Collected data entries
--- START ---

PR #10353, opened 2026-02-18
fix: added a fix for tooltip height when legend is too big

ahrefabhi:
### Summary

This change fixes tooltip layout when legend content makes items taller than the assumed item height (e.g. long labels that wrap). The tooltip now uses the real measured height from Virtuoso instead of `itemCount × TOOLTIP_ITEM_HEIGHT`, so it stays within the max height and shows the full legend correctly.

### Screenshots

- Before
image

- After
image

### What changed

- **Dynamic height calculation**: Use Virtuoso’s `totalListHeightChanged` to get the actual content height instead of assuming a fixed 38px per item.
- **State-based sizing**: Store the measured list height in state and compute the tooltip height as `min(listHeight + 10, TOOLTIP_LIST_MAX_HEIGHT)` when available.
- **Layout updates**: Switch from a fixed `height` to `maxHeight` on the wrapper and set Virtuoso’s `height` explicitly based on the computed `virtuosoHeight`.

### Root cause

The tooltip height was based on `tooltipContent.length * TOOLTIP_ITEM_HEIGHT` (38px). When legend labels wrap, items grow taller than 38px, so the tooltip could overflow or misalign.

### Fix approach

Use Virtuoso’s measured height to drive the tooltip height. On first render we fall back to the length-based estimate; once Virtuoso reports the real height via `totalListHeightChanged`, we update the height to match the content.

### Testing

- Manually tested with long legend labels that wrap.
- Tooltip respects `TOOLTIP_LIST_MAX_HEIGHT` (330px) and shows all items when content fits.

closes https://github.com/SigNoz/signoz/issues/10354


frontend/src/lib/uPlotV2/components/Tooltip/Tooltip.tsx
```diff
@@ -41,34 +42,45 @@ export default function Tooltip({
...
 				</div>
 			)}
 			<div
 				style={{
-					height: Math.min(
-						tooltipContent.length * TOOLTIP_ITEM_HEIGHT,
-						TOOLTIP_LIST_MAX_HEIGHT,
-					),
-					minHeight: 0,
+					maxHeight: TOOLTIP_LIST_MAX_HEIGHT,
```
AshwinBhatkal: can we make this a class?

frontend/src/lib/uPlotV2/components/Tooltip/Tooltip.tsx
```diff
@@ -41,34 +42,45 @@ export default function Tooltip({
...
 				}}
+				data-testid="uplot-tooltip-list"
 			>
 				{tooltipContent.length > 0 ? (
 					<Virtuoso
 						className="uplot-tooltip-list"
 						data={tooltipContent}
-						defaultItemHeight={TOOLTIP_ITEM_HEIGHT}
+						style={{
+							height: virtuosoHeight,
```
AshwinBhatkal: memoize the whole style object instead of just height?

frontend/src/lib/uPlotV2/components/Tooltip/Tooltip.tsx
```diff
@@ -41,34 +42,45 @@ export default function Tooltip({
...
 			<div
 				style={{
-					height: Math.min(
-						tooltipContent.length * TOOLTIP_ITEM_HEIGHT,
-						TOOLTIP_LIST_MAX_HEIGHT,
-					),
-					minHeight: 0,
+					maxHeight: TOOLTIP_LIST_MAX_HEIGHT,
 				}}
+				data-testid="uplot-tooltip-list"
```
AshwinBhatkal: This is the test id but the class is the child element?

frontend/src/lib/uPlotV2/components/Tooltip/__tests__/Tooltip.test.tsx
```diff
@@ -0,0 +1,218 @@
...
+		expect(list).toBeNull();
+	});
+
+	it('sets tooltip list height based on content length, height returned by Virtuoso', () => {
+		const uPlotInstance = createUPlotInstance(null);
+		const content = [createTooltipContent(), createTooltipContent()];
+
+		renderTooltip({ uPlotInstance, content });
+
+		const list = document.querySelector('.uplot-tooltip-list') as HTMLElement;
```
AshwinBhatkal: we have a test id for this

frontend/src/lib/uPlotV2/components/Tooltip/__tests__/Tooltip.test.tsx
```diff
@@ -0,0 +1,218 @@
...
+		renderTooltip({ uPlotInstance, content });
+
+		const list = document.querySelector(
+			'.uplot-tooltip-list',
+		) as HTMLElement | null;
+
+		expect(list).not.toBeNull();
+
+		const marker = document.querySelector(
+			'.uplot-tooltip-item-marker',
```
AshwinBhatkal: can this be selected with test ids and parent/child references? instead of querySelector. Slows down the tests

frontend/src/lib/uPlotV2/components/Tooltip/__tests__/Tooltip.test.tsx
ahrefabhi: Done

frontend/src/lib/uPlotV2/components/Tooltip/__tests__/Tooltip.test.tsx
ahrefabhi: Done

frontend/src/lib/uPlotV2/components/Tooltip/Tooltip.tsx
ahrefabhi: Done

frontend/src/lib/uPlotV2/components/Tooltip/Tooltip.tsx
ahrefabhi: Done

frontend/src/lib/uPlotV2/components/Tooltip/Tooltip.tsx
ahrefabhi: Done

AshwinBhatkal (approved):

--- END ---

Copy out every line of the data where the word "that" occurs.

This change fixes tooltip layout when legend content makes items taller than the assumed item height (e.g. long labels that wrap). The tooltip now uses the real measured height from Virtuoso instead of `itemCount × TOOLTIP_ITEM_HEIGHT`, so it stays within the max height and shows the full legend correctly.
- Manually tested with long legend labels that wrap.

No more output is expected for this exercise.